Rumor mill: Netflix-style gaming may be coming to PlayStation 5 next year. News has leaked that Sony plans to merge PlayStation Plus and PS Now subscriptions into one service. The move could be an attempt to become more competitive with Microsoft’s Xbox Game Pass Ultimate.
In an apparent attempt to compete with Xbox Game Pass, Sony plans to launch a similar subscription service next year. According to anonymous PlayStation insiders speaking with Bloomberg, the service, codenamed “Sparticus,” will bundle PlayStation Plus with PS Now.
Currently, the two services offer different features. PlayStation Plus is $60 per year (or $9 per month) and gives subscribers discounts, and a collection of free games with at least two new titles added every month. It also allows online multiplayer gaming.
Sony’s PS Now is its cloud gaming service with the same rates as PlayStation Plus. It was first launched in 2014 with game streaming as its only option and at the time playing from the cloud, even with a very high-speed connection, was hardly worth the subscription price. Since then, Sony has vastly improved the streaming quality and recently added an option to download and play games natively.

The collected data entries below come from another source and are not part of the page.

PR #432, opened 2023-02-06
Added handling of interrupt signal

djozis:


bcral:
Pulled and tested locally - really helpful for closing processes gracefully instead of panicking.  LGTM.

roles/translator/src/main.rs
```diff
@@ -161,9 +162,26 @@ async fn main() {
...
-        let task_status = rx_status.recv().await.unwrap();
+        let task_status = select! {
+            task_status = rx_status.recv().fuse() => task_status,
+            interrupt_signal = interrupt_signal_future => {
+                match interrupt_signal {
+                    Ok(()) => {
+                        println!("Interrupt received!");
+                    },
+                    Err(err) => {
+                        eprintln!("Unable to listen for interrupt signal: {}", err);
```
darricksee, line 177: eprintln -> println

roles/translator/src/main.rs
```diff
@@ -161,9 +162,26 @@ async fn main() {
...
+
     // Check all tasks if is_finished() is true, if so exit
     loop {
-        let task_status = rx_status.recv().await.unwrap();
+        let task_status = select! {
+            task_status = rx_status.recv().fuse() => task_status,
+            interrupt_signal = interrupt_signal_future => {
+                match interrupt_signal {
+                    Ok(()) => {
+                        println!("Interrupt received!");
```
darricksee, line 174: These should use the typical `info!("Interrupt received");` log output

roles/translator/src/main.rs
darricksee, line 177: use `error!()` here

roles/translator/src/main.rs
```diff
@@ -161,9 +162,26 @@ async fn main() {
         b,
     );
 
+    let mut interrupt_signal_future = Box::pin(tokio::signal::ctrl_c().fuse());
+
     // Check all tasks if is_finished() is true, if so exit
     loop {
-        let task_status = rx_status.recv().await.unwrap();
+        let task_status = select! {
+            task_status = rx_status.recv().fuse() => task_status,
```
darricksee, line 170: Can you add a comment describing what this select! is doing? Just something simple like "this code is waiting for either a value to be received on the rx_status channel or for an interrupt signal to be received and then breaking the main loop to end the process if appropriate"

djozis: Hmm... to me, comments are about explaining why code is doing what it is doing, when it isn't clear why. I'm happy to defer to you if you feel it's valuable here, though.

darricksee: Yeah, that's fair! This is pretty self explanatory so I'm fine with no comment.

darricksee (approved):

PR #434, opened 2023-02-06
Version Control

coleFD:
I left this as a WIP since there are a couple things that could possibly change based on team discussion. 

As it stands, this PR creates a Job that will run only on pushes to `main`. The Action auto detects changes to crates, bumps the patch version if there are changes, creates a new commit and pushes the commit to the `bot/versioning` branch. Currently, publishing and changelog generation will require a manual usage of the `sv2-publish.sh` script. Changing major/minor versions according to Semver is still not supported, so when making major/minor changes, we will still need to manually set the crate version.

Discussion topics:
1. should we have the bot push the version commit directly to `main` or should it push to the `bot/versioning` branch and auto PR 
2. Github secrets to allow publishing from a manual CI job, and possibly a GPG key that allows the autoversion Job to force push to main

# Edit 1:
The `autoversion` workflow will now submit the PR and will not run on merges into main from this PR. Just need to handle publishing releases


.github/workflows/release.yaml
```diff
@@ -0,0 +1,249 @@
+# This workflow is used to publish SV2 crates to cratesio as well as releasing binaries of the roles
+# (translator, pool, mining_proxy) to github. The github releases will fail if there are no tags available
+# so the `autoversion` workflow must be ran and the resulting PR must be merged at least once before this will 
+# release the binaries to github. 
+
+# If the binary releases do fail to due to not having tags, force run the `autoversion` workflow
+# on the main branch and merge the resulting PR to create the tags and move them to the main branch.
+
+# This should be disabled for forks
```
darricksee, line 9: Is it disabled for forks or is there something every fork needs to do?

.github/workflows/release.yaml
```diff
@@ -0,0 +1,249 @@
...
+          - os: ubuntu-latest
+            target: x86_64-unknown-linux-musl
+
+    steps:
+      - uses: actions/checkout@v3
+
+      - name: 
+        run: echo TEST
+      
+      # - name: Install cargo-smart-release
```
darricksee, line 39: Can you remove this commented out block or add another comment as to why we want to keep it here?

.github/workflows/release.yaml
```diff
@@ -0,0 +1,249 @@
...
+  github_release_translator:
+    runs-on: ${{ matrix.os }}
+    strategy:
+      matrix:
+        # This defines what environments we will build on
+        include:
+          - os: ubuntu-latest
+            artifact_name: translator_sv2
+            asset_name: translator_sv2-linux-amd64
+          # - os: windows-latest
```
darricksee, line 66: Im assuming this is commented out because it doesnt work on windows?

.github/workflows/release.yaml
```diff
@@ -0,0 +1,249 @@
...
+
+      # # PR updates
+      # - name: Create pull request
+      #   uses: peter-evans/create-pull-request@v4
+      #   with:
+      #     base: main
+      #     branch: bot/versioning
+
+  github_release_translator:
+    runs-on: ${{ matrix.os }}
```
darricksee, line 58: We should probably block windows here if it doesnt work.

.github/workflows/release.yaml
coleFD: Yep. I will make a ticket once this gets merged

.github/workflows/release.yaml
coleFD: windows-latest is commented out from the `matrix.include` block so it will not run on windows

darricksee (approved):
This is approved - I'll wait for @fi3's token->github work to happen before merging.

darricksee (approved):

PR #438, opened 2023-02-08
used shrink for prop tests

Sakshya2308:
1.  Implemented `shrink` while implementing `Arbitrary`.
2. Added `CONTRIBUTING.md` file so that people continue to use this pattern.

### DIFF
--- a/protocols/v1/src/tempCodeRunnerFile.rs
+++ b/protocols/v1/src/tempCodeRunnerFile.rs
@@ -1,0 +1,1 @@
+Arbitrary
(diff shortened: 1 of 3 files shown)


protocols/v1/src/tempCodeRunnerFile.rs
```diff
@@ -0,0 +1 @@
+Arbitrary
```
darricksee, line 1: What is this file for?

Sakshya2308: It was there in the tempCodeRunnerFile.rs before, I thought it'd not be a good idea to touch it, since i just started rust.

pavlenex:
@Sakshya2308 do you still intend to work on this one, if so, could you rebase, if not could you close it?

PR #441, opened 2023-02-14
Feat/coinbase config

coleFD:
This PR allows us to set coinbase payout addresses in the pool config file. 

Notes:
1. The message generator test does not support the ability to check multiple fields for a single message so the msg gen test added only checks the `coinbase_tx_suffix` as of now. The test still passes if the second value is removed (only check `coinbase_tx_prefix`
2. I am not sure why the values in the message gen test require `Seq64K` instead of `B064K` as defined in the spec. Is this a message generator bug?


roles/v2/pool/src/lib/mining_pool/mod.rs
```diff
@@ -391,10 +391,18 @@ impl Pool {
...
+            .iter()
+            .map(|pub_key_wrapper| {
+                TxOut {
+                    // value will be updated by the addition of `ChannelFactory::split_outputs()` in PR #422
+                    value: crate::BLOCK_REWARD,
+                    script_pubkey: Script::new_p2pk(&pub_key_wrapper.pub_key),
+                }
+            })
+            .collect();
+        println!("PUB KEY: {:?}", pool_coinbase_outputs);
```
darricksee, line 405: This should use info!()

darricksee (approved):

darricksee (approved):

PR #443, opened 2023-02-16
JN in tProxy

4ss0:
JN in the translator proxy for the tests and demos with sv1 mining devices for MVP2 release


pavlenex:
LET'S GOOOOOOOOOO! 🚀

pavlenex:
Continued in #471

PR #445, opened 2023-02-16
Hot fix for mg action

bcral:
Adds a quick patch to force the MG Github Action to fail if any one of the tests panics.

Under “Sparticus”, subscribers can pay one subscription fee for all services. It will essentially give PS4 and PS5 owners:
- Access to online multiplayer
- A curated selection of free PS4 games
- New free titles offered every month
- Access to hundreds of games from all past PlayStation consoles (read: multigenerational backward compatibility)
Leaked documents indicate that Sparticus will launch in Spring 2022 while keeping the PlayStation Plus name and phasing out PS Now branding. Although pricing was not available, the service will have three subscription tiers.

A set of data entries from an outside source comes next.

PR #446, opened 2023-02-20
Add systemd example for Translator

Sjors:
Create a user `stratum`, install rust and clone the repo. And then use this systemd service to have it run automatically.

### DIFF
--- a/examples/systemd/sv2-translator.service
+++ b/examples/systemd/sv2-translator.service
@@ -1,0 +1,19 @@
+[Unit]
+Description=Stratum v2 Translator
+After=sv2-translator.service
+
+[Service]
+# Assumes a user stratum with Rust installed and the repository cloned into ~/src
+# cargo build -p translator --release
+WorkingDirectory=/home/stratum/src/stratum/roles/translator
+ExecStart=/home/stratum/src/stratum/target/release/translator
+User=stratum
+Group=stratum
+Type=simple
+KillMode=process
+TimeoutSec=60
+Restart=always
+RestartSec=10
+
+[Install]
+WantedBy=multi-user.target


examples/systemd/sv2-translator.service
```diff
@@ -0,0 +1,18 @@
+[Unit]
+Description=Stratum v2 Translator
+After=sv2-translator.service
+
+[Service]
+# Assumes a user stratum with Rust installed and the repository cloned into ~/src
+WorkingDirectory=/home/stratum/src/stratum/roles/translator
+ExecStart=/home/stratum/.cargo/bin/cargo run -p translator
```
Sjors, line 8: I assume there's a way to install the binary and avoid `cargo run`?

Sjors: Updated to us `cargo build -p translator --release` and point to the target dir.

It would be nice if the working directory could just be some random temp directory, but it won't start when I do that.

xraid: $USER/src/stratum/target/release/translator 

?

Sjors: `/usr/local/bin` is not accesible for my `stratum` user (no sudo rights).

`~/.cargo/bin` would be a better location, but I couldn't get the something like `cargo install` to work. Manually copying the binary feels like a hack, but it's an option.

Sjors: Not sure if $USER works inside a systemd service file?

xraid:
maybe add a installTranslarorProxy.sh to do the dance ?

Sjors:
Isn't there a more Rust'y way to do that?

xraid:
https://doc.rust-lang.org/cargo/commands/cargo-install.html

Sjors:
I usually manually install `systemd` services. Using a script is not that convenient, since it would need `sudo` rights.

I made a separate issue for `cargo install`: #450

Sjors:
I wrote:

> It would be nice if the working directory could just be some random temp directory, but it won't start when I do that.

See #451.

Sjors:
Note to self: update instructions to put `proxy-config.toml` somewhere else and point to it with `-c ~/.stratum/proxy-config.toml`

marathon-gary:
Is this PR still current/active/desired?

rrybarczyk:
Closing as doing `systemd` services feels premature and this PR has been stale for a long time.

marathon-gary:
https://github.com/stratum-mining/stratum/issues/1057

PR #747, opened 2024-02-12
EmptyMempool-error better management and bug fix (#744) 

### LINKED ISSUE #744: Job Declarator server fails with EmptyMempool
I run a custom signet, so sometimes the mempool is actually empty.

The lowest-priced subscription would be the same benefits that PlayStation Plus offers now. The middle tier adds an extensive on-demand library of PS4 games, with PS5 titles eventually making their way into the mix. The premium plan (Sparticus) is all of the previous benefits plus game streaming and downloading of PS1, PS2, PS3, and PSP titles.
How Sony decides to price the service will determine whether it’s an attractive offer comparable to Game Pass. For reference, Game Pass Ultimate subscriptions run $15 per month with no annual option, so $180 per year. If you are currently on yearly plans for PS+ and PS Now, you’re paying $120. It will be interesting to see if Sony jacks its top tier up to $180 per year.
But hold off your excitement until Sony officially announces something. Anything can happen between now and next spring.